As things are, the tokenization of PHP open tag tokens is taken from PHP itself, without changes, but the tokenization in PHP itself is inconsistent in regards to how whitespace following the actual tag is tokenized.

Open tag / followed by <?php <? (with short_open_tags=on) <?=
New line new line included in T_OPEN_TAG T_OPEN_TAG + T_WHITESPACE T_OPEN_TAG_WITH_ECHO + T_WHITESPACE
Trailing spaces + new line one space included, followed by T_WHITESPACE T_OPEN_TAG + T_WHITESPACE T_OPEN_TAG_WITH_ECHO + T_WHITESPACE
No space ** T_OPEN_TAG T_OPEN_TAG_WITH_ECHO
One space space included in T_OPEN_TAG T_OPEN_TAG + T_WHITESPACE T_OPEN_TAG_WITH_ECHO + T_WHITESPACE
Multiple spaces one space included, followed by T_WHITESPACE T_OPEN_TAG + T_WHITESPACE T_OPEN_TAG_WITH_ECHO + T_WHITESPACE

** How the <?php tag without space after it is tokenized depends on whether short_open_tags=on. With short_open_tags=off: tokenized as T_INLINE_HTML. With short_open_tags=on: tokenized as T_OPEN_TAG <? + T_STRING for php + whatever came after.

:point_up: In my opinion, the above is correct and will not be changed as <?php without any space after it, should be considered a parse error anyway.

The Problem

The short of it, is that short open tags - <? - and short open echo tags - <?= - are tokenized consistently as just the plain tag without any whitespace inclusion.

But the token for long open tags - <?php - may include either a new line or a single space after the tag itself, but only that. Any additional whitespace after that is tokenized as a separate T_WHITESPACE token.
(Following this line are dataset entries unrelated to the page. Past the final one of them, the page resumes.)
PR #1086, opened 2021-03-03
OCD-3580:  G1/G2 Cures Criteria Data Fix

tmy1313:


chpl/chpl-service/src/main/java/gov/healthit/chpl/scheduler/job/measurefix/MeasureFixJob.java
```diff
@@ -0,0 +1,132 @@
...
+
+            CompletableFuture<Void> combinedFutures = CompletableFuture
+                    .allOf(futures.toArray(new CompletableFuture[futures.size()]));
+
+            // This is not blocking - presumably because the job executes using it's own ExecutorService
+            // This is necessary so that the system can indicate that the job and it's threads are still running
+            combinedFutures.get();
+            LOGGER.info("********* Completed the G1/G2 Measure Data Fix job. *********");
+        } catch (Exception e) {
+            LOGGER.catching(e);
```
kekey1, line 72: I did not know about this method! Just looked it up - I like it!

chpl/chpl-service/src/main/java/gov/healthit/chpl/scheduler/job/measurefix/MeasureFixJob.java
```diff
@@ -0,0 +1,132 @@
...
+        // The object's proxy is not called when the method is called from within this class. The object's proxy
+        // is called when the method is public and is called from a different object.
+        // https://stackoverflow.com/questions/3037006/starting-new-transaction-in-spring-bean
+        TransactionTemplate txTemplate = new TransactionTemplate(txManager);
+        txTemplate.setPropagationBehavior(TransactionDefinition.PROPAGATION_REQUIRES_NEW);
+        return txTemplate.execute(new TransactionCallback<Boolean>() {
+            @Override
+            public Boolean doInTransaction(TransactionStatus status) {
+                try {
+                    CertifiedProductSearchDetails listing = certifiedProductDetailsManager.getCertifiedProductDetails(cp.getId());
```
kekey1: It's not clear to me if/why this code needs to be wrapped in a transaction. It looks like it's calling a couple of manager methods which I expect are already marked as Transactional themselves. I don't think it would hurt anything to have this transaction here either, I'm just wondering if it's needed for another reason.

kekey1 (approved):

chpl/chpl-service/src/main/java/gov/healthit/chpl/scheduler/job/measurefix/MeasureFixJob.java
```diff
@@ -0,0 +1,132 @@
...
+                    ListingUpdateRequest request = ListingUpdateRequest.builder()
+                            .listing(listing)
+                            .acknowledgeWarnings(true)
+                            .reason(null)
+                            .build();
+
+                    certifiedProductManager.update(request, false);
```
kekey1: I know we agreed not to log activity so we didn't have all those activities as a side-effect of this job. I'm also now thinking that this will change the lastUpdated date for each of these listings (even ones that are valid and won't have their g1/g2 measures changed at all) and I just want to make sure that we don't mind having that happen. Something to ask at the feature review maybe but I thought of it now and wanted to write it down.

kekey1 (dismissed):

chpl/chpl-resources/src/main/resources/jobs.xml
```diff
@@ -648,5 +648,21 @@
                 </entry>
             </job-data-map>
         </job>
+
```
andlar: Our plan is to address these alerts, right? I don't see a reason to hold up the PR now, but maybe before it's merged?

andlar (dismissed):

kekey1 (dismissed):

kekey1 (approved):

andlar (approved):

This inconsistency means that sniff writers need to remember this unintuitive peculiarity and have to take it into account whenever a sniff needs to deal with PHP open tags.

This also makes the code in these type of sniffs more complicated and increases the cognitive load.
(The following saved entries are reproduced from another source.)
PR #1098, opened 2021-03-23
OCD-3550: Basic listing validation for flexible uploads

kekey1:


chpl/chpl-resources/src/main/resources/jobs.xml
```diff
@@ -692,5 +692,21 @@
...
+            <name>listingUploadValidationJob</name>
+            <group>chplBackgroundJobs</group>
+            <description>Complete the work of building, validating, and saving error/warning counts of an uploaded listing.</description>
+            <job-class>gov.healthit.chpl.scheduler.job.ListingUploadValidationJob</job-class>
+            <durability>true</durability>
+            <recover>true</recover>
+            <job-data-map>
+                <entry>
+                    <key>authorities</key>
+                    <value>ROLE_ADMIN;ROLE_ONC;ROLE_ACB</value>
```
andlar: I don't think ROLE_ONC can upload listings

chpl/chpl-service/src/main/java/gov/healthit/chpl/dto/CertificationBodyDTO.java
```diff
@@ -49,70 +46,14 @@ public CertificationBodyDTO(final CertificationBody domain) {
...
-    public Date getRetirementDate() {
-        return retirementDate;
-    }
-
-    public void setRetirementDate(final Date retirementDate) {
-        this.retirementDate = retirementDate;
-    }
-
     @Override
     public String toString() {
```
andlar: Does one of the lombok annotations create a toString, and maybe an equals method?

chpl/chpl-service/src/main/java/gov/healthit/chpl/dto/TestingLabDTO.java
```diff
@@ -43,75 +40,10 @@ public TestingLabDTO(final TestingLabEntity entity) {
...
-
-    public Date getRetirementDate() {
-        return retirementDate;
-    }
-
-    public void setRetirementDate(final Date retirementDate) {
-        this.retirementDate = retirementDate;
-    }
-
     @Override
```
andlar: Same toString question

chpl/chpl-service/src/main/java/gov/healthit/chpl/upload/listing/handler/ListingDetailsUploadHandler.java
```diff
@@ -87,6 +90,7 @@ public CertifiedProductSearchDetails parseAsListing(CSVRecord headingRecord, Lis
                 .version(parseVersion(headingRecord, listingRecords))
                 .certificationEdition(editionHandler.handle(headingRecord, listingRecords))
                 .transparencyAttestationUrl(parseTransparencyAttestationUrl(headingRecord, listingRecords))
+                .transparencyAttestation(parseTransparencyAttestation(headingRecord, listingRecords))
```
andlar: Are we still allowing uploads of Transparency Attestations? I thought this feature was basically retired / obsolete

chpl/chpl-service/src/main/java/gov/healthit/chpl/upload/listing/validation/ListingUploadValidator.java
```diff
@@ -0,0 +1,115 @@
...
+    public ListingUploadValidator(CSVHeaderReviewer csvHeaderReviewer,
+            ChplNumberFormatReviewer chplNumberFormatReviewer,
+            EditionCodeReviewer editionCodeReviewer,
+            TestingLabCodeReviewer atlCodeReviewer,
+            CertificationBodyCodeReviewer acbCodeReviewer,
+            DeveloperCodeReviewer developerCodeReviewer,
+            IcsCodeReviewer icsCodeReviewer,
+            AdditionalSoftwareCodeReviewer additionalSoftwareCodeReviewer,
+            EditionReviewer editionReviewer,
+            @Qualifier("testingLabReviewer") TestingLabReviewer atlReviewer,
```
andlar, line 65: Why is this the only one that has the `@Qualifier` annotation? I'm more curious than anything else...

chpl/chpl-service/src/main/java/gov/healthit/chpl/upload/listing/validation/reviewer/DeveloperReviewer.java
```diff
@@ -0,0 +1,201 @@
...
+            listing.getWarningMessages().add(msgUtil.getMessage("listing.developer.userAndSystemMismatch", "website", developer.getUserEnteredWebsite(), developer.getWebsite()));
+        }
+        if (!StringUtils.isEmpty(developer.getUserEnteredSelfDeveloper())) {
+            Boolean userEnteredSelfDeveloper = null;
+            try {
+                userEnteredSelfDeveloper = uploadHandlerUtil.parseBoolean(developer.getUserEnteredSelfDeveloper());
+            } catch (Exception ex) {
+            }
+            if (userEnteredSelfDeveloper != null && !userEnteredSelfDeveloper.equals(developer.getSelfDeveloper())) {
+                listing.getWarningMessages().add(msgUtil.getMessage("listing.developer.userAndSystemMismatch", "self-developer", developer.getUserEnteredSelfDeveloper(), developer.getSelfDeveloper()+""));
```
andlar: Adding a comment here because I don't see the checkstyle alerts in the main discussion section of the PR

chpl/chpl-service/src/main/java/gov/healthit/chpl/validation/listing/reviewer/CertificationDateReviewer.java
```diff
@@ -18,7 +17,14 @@ public CertificationDateReviewer(ErrorMessageUtil msgUtil) {
...
     public void review(CertifiedProductSearchDetails listing) {
-        if (listing.getCertificationDate() > new Date().getTime()) {
+        if (listing.getCertificationDate() == null && StringUtils.isEmpty(listing.getCertificationDateStr())) {
+            listing.getErrorMessages().add(msgUtil.getMessage("listing.certificationDateMissing"));
+        } else if (listing.getCertificationDate() == null && !StringUtils.isEmpty(listing.getCertificationDateStr())) {
+            listing.getErrorMessages().add(msgUtil.getMessage("listing.badCertificationDate", listing.getCertificationDateStr()));
+        }
+
+        if (listing.getCertificationDate() != null && listing.getCertificationDate() > System.currentTimeMillis()) {
+            //TODO: print out the certification date
```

I suspect there will be numerous sniffs out there (including in PHPCS itself) which don't take the difference in tokenization between the long and short open tags into account correctly. This will, in most cases, only be problematic for files using short open tags, as most sniffs default to expecting long open tags.
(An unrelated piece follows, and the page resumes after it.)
PR #1099, opened 2021-03-24
[#OCD-3628] - feat!: Display "Informed ONC per 170.523" in Complaints report

andlar:


kekey1 (dismissed):

tmy1313 (dismissed):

However, this also means that those sniffs will be buggy if they are used to scan files with short open tags (with short_open_tags=on).

Proposal

I'd like to propose to streamline the tokenization of PHP open tags to never include whitespace.

In practice, only the tokenization of long open tags <?php is affected by this change proposal, as those would no longer include a new line/single space.

I expect the impact of this change on existing code to be relatively low as there are not that many sniffs which specifically deal with PHP open tags. I also expect that the majority of the affected sniffs will be PHPCS itself (as external standards rarely have the need for extra sniffs for open tags as PHPCS itself has most of the things which could be examined covered via the existing sniffs).

Planning

As this would be a breaking change for sniffs which examine the T_OPEN_TAG token, this change would go into PHPCS 4.0.

The change going into PHPCS 4.0 also means we don't have to consider the impact of this change on CSS and JS tokenization and sniffs anymore.

Opinions

Please let me know if you have any concerns about this proposal or any suggestions for alternative approaches.

/cc @asispts @dingo-d @fredden @GaryJones @greg0ire @kukulich @michalbundyra @Ocramius @sirbrillig @stronk7 @weierophinney @wimg

jrfnl commented 1 month ago

Looks like the PHP close tag also may include whitespace. As there is only one flavour of PHP close tags, I'm not sure anything should change for close tags though.